• **TASK GOAL**
Scan the listing and work out how many lines contain the word "linters". Nothing but the number should be given.

• **INFORMATION SUPPLIED**
========

PR #4419, opened 2024-02-26
dev: rewrite linters Manager

ldez:
I just put a log inside the methods used to build/load linters/plugins, and validate linters in the configuration.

========

• **FINAL ANSWER**
2